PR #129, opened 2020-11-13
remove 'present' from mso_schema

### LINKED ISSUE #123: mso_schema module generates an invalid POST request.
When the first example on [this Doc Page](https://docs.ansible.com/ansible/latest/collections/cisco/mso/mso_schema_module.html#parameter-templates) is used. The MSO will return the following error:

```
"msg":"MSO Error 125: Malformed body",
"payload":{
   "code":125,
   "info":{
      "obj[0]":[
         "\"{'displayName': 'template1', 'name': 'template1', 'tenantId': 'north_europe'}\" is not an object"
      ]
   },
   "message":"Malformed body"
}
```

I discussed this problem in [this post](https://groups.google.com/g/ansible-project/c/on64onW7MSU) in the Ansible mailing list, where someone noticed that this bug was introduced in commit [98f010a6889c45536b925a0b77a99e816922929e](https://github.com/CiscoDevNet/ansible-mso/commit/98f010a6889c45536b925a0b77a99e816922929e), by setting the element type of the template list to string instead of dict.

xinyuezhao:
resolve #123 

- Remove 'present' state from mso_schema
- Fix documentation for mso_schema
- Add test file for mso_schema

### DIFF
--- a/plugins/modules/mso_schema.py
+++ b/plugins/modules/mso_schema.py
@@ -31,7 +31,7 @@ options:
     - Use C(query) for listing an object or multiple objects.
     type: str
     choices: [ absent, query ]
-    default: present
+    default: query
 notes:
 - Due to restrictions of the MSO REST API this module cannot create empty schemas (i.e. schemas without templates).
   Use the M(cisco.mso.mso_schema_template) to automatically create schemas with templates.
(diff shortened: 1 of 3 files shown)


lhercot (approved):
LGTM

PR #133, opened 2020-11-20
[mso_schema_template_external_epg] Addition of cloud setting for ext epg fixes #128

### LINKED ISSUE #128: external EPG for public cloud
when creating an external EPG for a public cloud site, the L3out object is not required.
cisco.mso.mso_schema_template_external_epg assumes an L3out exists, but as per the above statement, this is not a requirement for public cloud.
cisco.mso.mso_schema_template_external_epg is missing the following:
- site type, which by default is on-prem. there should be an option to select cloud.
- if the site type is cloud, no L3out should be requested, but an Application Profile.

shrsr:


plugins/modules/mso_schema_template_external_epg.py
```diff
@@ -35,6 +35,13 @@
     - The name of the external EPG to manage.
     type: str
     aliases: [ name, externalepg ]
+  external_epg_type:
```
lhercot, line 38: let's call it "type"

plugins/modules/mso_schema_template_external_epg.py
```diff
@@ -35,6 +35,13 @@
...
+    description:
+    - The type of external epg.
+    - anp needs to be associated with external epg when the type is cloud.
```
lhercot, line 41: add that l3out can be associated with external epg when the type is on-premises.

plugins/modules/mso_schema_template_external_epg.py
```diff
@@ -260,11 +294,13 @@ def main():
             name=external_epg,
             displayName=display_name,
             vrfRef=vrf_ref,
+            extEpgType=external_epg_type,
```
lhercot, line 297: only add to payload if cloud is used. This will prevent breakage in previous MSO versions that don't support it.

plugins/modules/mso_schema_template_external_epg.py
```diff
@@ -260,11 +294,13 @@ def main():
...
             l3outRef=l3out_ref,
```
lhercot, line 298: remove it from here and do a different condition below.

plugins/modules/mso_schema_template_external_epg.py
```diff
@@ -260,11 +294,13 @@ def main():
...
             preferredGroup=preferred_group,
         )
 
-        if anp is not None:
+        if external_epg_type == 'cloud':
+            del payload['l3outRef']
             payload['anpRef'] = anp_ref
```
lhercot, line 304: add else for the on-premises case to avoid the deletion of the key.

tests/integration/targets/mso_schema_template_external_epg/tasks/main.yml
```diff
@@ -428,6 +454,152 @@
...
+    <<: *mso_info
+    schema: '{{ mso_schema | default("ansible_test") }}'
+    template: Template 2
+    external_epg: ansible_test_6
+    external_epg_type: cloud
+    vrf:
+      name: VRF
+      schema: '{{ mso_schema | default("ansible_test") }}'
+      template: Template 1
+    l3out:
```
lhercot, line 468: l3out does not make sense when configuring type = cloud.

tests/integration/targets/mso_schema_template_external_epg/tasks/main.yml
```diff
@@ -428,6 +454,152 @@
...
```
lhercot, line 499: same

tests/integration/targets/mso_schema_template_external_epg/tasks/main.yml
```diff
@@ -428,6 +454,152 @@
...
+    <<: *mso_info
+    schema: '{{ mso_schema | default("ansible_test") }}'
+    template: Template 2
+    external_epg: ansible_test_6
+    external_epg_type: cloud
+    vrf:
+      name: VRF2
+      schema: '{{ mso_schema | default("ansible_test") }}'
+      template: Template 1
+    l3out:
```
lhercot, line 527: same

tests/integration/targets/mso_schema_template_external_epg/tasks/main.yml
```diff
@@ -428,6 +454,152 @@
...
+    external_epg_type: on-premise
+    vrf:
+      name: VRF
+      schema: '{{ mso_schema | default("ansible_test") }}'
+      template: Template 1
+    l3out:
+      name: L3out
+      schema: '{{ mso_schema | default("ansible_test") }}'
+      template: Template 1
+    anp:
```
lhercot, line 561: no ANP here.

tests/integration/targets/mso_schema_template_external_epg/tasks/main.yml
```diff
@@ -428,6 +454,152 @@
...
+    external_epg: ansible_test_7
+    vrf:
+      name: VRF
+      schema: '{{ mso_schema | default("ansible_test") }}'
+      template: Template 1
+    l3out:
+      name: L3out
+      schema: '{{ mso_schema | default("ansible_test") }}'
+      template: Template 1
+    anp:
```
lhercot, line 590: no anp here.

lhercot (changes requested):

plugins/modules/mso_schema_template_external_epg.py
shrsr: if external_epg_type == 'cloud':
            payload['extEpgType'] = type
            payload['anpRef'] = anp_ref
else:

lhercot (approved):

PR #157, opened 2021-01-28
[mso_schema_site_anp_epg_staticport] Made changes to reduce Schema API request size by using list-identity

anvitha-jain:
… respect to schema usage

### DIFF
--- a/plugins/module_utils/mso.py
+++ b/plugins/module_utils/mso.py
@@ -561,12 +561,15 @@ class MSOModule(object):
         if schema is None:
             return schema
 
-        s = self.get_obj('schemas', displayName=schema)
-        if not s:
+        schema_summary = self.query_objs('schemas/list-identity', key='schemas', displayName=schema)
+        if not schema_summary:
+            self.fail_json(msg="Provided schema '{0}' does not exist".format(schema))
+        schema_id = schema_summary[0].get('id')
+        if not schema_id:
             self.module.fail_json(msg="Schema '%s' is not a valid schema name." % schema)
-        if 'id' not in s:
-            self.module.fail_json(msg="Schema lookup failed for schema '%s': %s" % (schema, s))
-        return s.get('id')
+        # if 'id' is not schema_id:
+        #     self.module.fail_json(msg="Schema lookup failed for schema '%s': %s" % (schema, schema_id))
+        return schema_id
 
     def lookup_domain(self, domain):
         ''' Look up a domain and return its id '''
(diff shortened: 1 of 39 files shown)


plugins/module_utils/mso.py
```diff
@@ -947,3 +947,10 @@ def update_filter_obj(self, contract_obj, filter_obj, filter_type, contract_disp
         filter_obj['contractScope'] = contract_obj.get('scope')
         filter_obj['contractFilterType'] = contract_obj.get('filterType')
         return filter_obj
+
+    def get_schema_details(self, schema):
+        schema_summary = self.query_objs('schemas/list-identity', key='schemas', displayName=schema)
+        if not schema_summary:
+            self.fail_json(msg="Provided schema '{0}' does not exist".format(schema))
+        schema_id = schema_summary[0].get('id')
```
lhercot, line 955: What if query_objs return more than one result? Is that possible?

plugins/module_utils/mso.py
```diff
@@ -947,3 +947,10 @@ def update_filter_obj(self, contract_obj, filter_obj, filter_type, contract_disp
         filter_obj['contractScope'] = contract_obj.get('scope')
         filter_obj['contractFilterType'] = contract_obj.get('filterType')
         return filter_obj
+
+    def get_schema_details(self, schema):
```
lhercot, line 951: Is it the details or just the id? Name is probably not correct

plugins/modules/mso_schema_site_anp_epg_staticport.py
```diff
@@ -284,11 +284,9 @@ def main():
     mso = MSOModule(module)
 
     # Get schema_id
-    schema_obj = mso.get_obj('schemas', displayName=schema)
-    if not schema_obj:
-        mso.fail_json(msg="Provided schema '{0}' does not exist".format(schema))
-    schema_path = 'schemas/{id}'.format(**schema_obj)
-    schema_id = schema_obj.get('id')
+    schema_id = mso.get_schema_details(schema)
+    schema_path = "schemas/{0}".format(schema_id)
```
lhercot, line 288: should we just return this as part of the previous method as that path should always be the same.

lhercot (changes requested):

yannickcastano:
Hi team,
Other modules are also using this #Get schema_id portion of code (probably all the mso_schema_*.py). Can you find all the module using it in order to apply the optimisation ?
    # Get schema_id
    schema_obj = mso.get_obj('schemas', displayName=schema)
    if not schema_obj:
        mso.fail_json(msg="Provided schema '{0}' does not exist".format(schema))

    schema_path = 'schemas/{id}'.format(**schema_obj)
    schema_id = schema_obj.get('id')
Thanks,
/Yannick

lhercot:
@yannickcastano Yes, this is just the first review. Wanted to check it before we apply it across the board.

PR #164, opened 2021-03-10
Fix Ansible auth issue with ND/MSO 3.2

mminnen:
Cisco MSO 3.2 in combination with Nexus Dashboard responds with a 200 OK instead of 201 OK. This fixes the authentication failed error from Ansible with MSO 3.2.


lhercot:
• • •
◆ **What you will do**
Search the preceding listing for "premises", then copy every line that holds it.

◆ **Response below**
lhercot, line 41: add that l3out can be associated with external epg when the type is on-premises.
lhercot, line 304: add else for the on-premises case to avoid the deletion of the key.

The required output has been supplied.